Fort Bliss colonel on the front lines helping soldiers with PTSD
Tens of thousands of Fort Bliss soldiers have deployed to the Middle East over the past decade and many are still deploying.
It’s estimated between 10 to 25 percent of them return with some form of Post Traumatic Stress Disorder. A lot has been learned about treating soldiers for PTSD since the war began.
“Whatever we do, the more we do it, the better we get at it,” said Lt. Col. Anthony Bonfiglio, Deputy Chief of Behavioral Health at Fort Bliss.
Bonfiglio is on the front lines helping soldiers deal with PTSD. “In general, when looking at PTSD, we have three primary therapy modalities that we’re using.”
With 12 different clinics, and staff now totaling almost 200 at Fort Bliss, those approaches include EMDR, or Eye Movement Desensitization and Reprocessing, which involves shining light in the patient’s eyes to replicate a dreamlike state.
“They’ll focus on that particular event and hold it in their mind and acknowledge and experience the emotions – internal triggers they’re having,” Bonfiglio said.
Another approach is PE, or Prolonged Exposure.
“They relive that story in a safe environment then it becomes not quite as traumatic,” he said.
The third approach is Cognitive Behavioral Therapy.
“Where we really focus on thoughts and how thoughts are connected,” Bonfiglio said.
With one to nearly three out of 10 coming home with some form of PTSD, he said the biggest challenge is getting soldiers to seek help.
“We can promote all we want,” Bonfiglio said. “But they have to feel comfortable enough.”
Bonfiglio said the Army has made great progress in that area.
“It’s that individual commander and first sergeant that are working with soldiers that really embrace and not make it not a stigma and make it easy for them to come in for care,” he said, pointing out once they do, the recovery rate from PTSD can be as high as 80 percent. “Having a diagnosis of PTSD does not mean that ends someone’s military career. They can get help and be productive within the Army and post Army life.”
Maj. Robert Bush is Fort Bliss’s first addiction specialist.
“They need to be treated as a soldier, not as a condition, as a soldier, not as a violator,” Bush said. “Addiction is a big component of the lifestyle or the life choices that a lot of soldiers with PTSD make.”

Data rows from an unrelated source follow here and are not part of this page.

Issue #62, opened 2015-06-22
Version issues with 5.5 and older


lasko:
The latest release of the code creates the same issues as #41 as a result of the fix in #61 

The fix should have been something like this:
```
+
+        if vm_name or vm_cpus or vm_memory:
+            params = vcloudType.SourcedCompositionItemParamType()
+            if ((self.version == "1.0") or (self.version == "1.5") 
+                    or (self.version == "5.1") or (self.version == "5.5")):
+                pass
+            else:
```

I'll put in a pull request for this but I'm not sure how this affects vca-cli as I'm not using it in my environment.

pacogomez:
fixed in current master, thanks for reporting

Issue #61, opened 2015-06-19
Creating Vapp with vm name have changed vapp name


kastesh:
I've used vca-cli, that uses pyvcloud.
I've created a vApp  from a template;  API version is  5.5.

This request is doing great:
```
vca vapp create --vapp test_vapp --catalog 'vms' --template 'template_name' --network 'network_name' --mode POOL --vdc vdc_name
```
But if I've added --vm vm_name, I get the error:
```
vca  vapp create --vapp test_vapp --vm vm_name --catalog 'vms' --template 'template_name' --network 'network_name' --mode POOL --vdc vdc_name
                   Traceback (most recent call last):
  File "/bin/vca", line 9, in <module>
    load_entry_point('vca-cli==12', 'console_scripts', 'vca')()
  File "/usr/lib/python2.7/site-packages/click/core.py", line 664, in __call__
    return self.main(*args, **kwargs)
  File "/usr/lib/python2.7/site-packages/click/core.py", line 644, in main
    rv = self.invoke(ctx)
  File "/usr/lib/python2.7/site-packages/click/core.py", line 991, in invoke
    return _process_result(sub_ctx.command.invoke(sub_ctx))
  File "/usr/lib/python2.7/site-packages/click/core.py", line 837, in invoke
    return ctx.invoke(self.callback, **ctx.params)
  File "/usr/lib/python2.7/site-packages/click/core.py", line 464, in invoke
    return callback(*args, **kwargs)
  File "/usr/lib/python2.7/site-packages/vca_cli/vca_cli.py", line 705, in vapp
    vca.vcloud_session.get_vcloud_headers())
  File "/usr/lib/python2.7/site-packages/vca_cli/vca_cli.py", line 2460, in display_progress
    sys.stdout.write("\r" + task_table(response.content) + '\n')
UnboundLocalError: local variable 'response' referenced before assignment
```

Bush said Fort Bliss and William Beaumont Army Medical Center have been very forward thinking in dealing with addiction as a result of PTSD.
“William Beaumont has been amazing at putting us on the cusp of some of these newer treatments and getting the resources we need to do what we want to do,” he said, “because we want to treat the soldiers, we want to help the soldiers and their families.”
Graciela Pinon is a therapist in Fort Bliss’s Intensive Outpatient Program, which has only been around since 2013.
“The families are out here in the community and they’re affected,” Pinon said. “I had the opportunity to see a lot of service members when they came back from combat and their way of coping was to use alcohol and use drugs. It’s been easier now to refer them to programs that specifically address the PTSD.”
Pinon said including a soldier’s family in the therapy has helped.
“More and more research is suggesting that with family support there’s more likely to be a better prognosis for somebody diagnosed with PTSD,” Pinon told ABC-7. “If you don’t have the support, then it’s less likely you will recover.”
According to the Department of Defense, the Army continues to be a leader in PTSD research. Through Army and Defense Health Program funding, there are currently 130 PTSD research projects with an investment of about $250 million since 2010.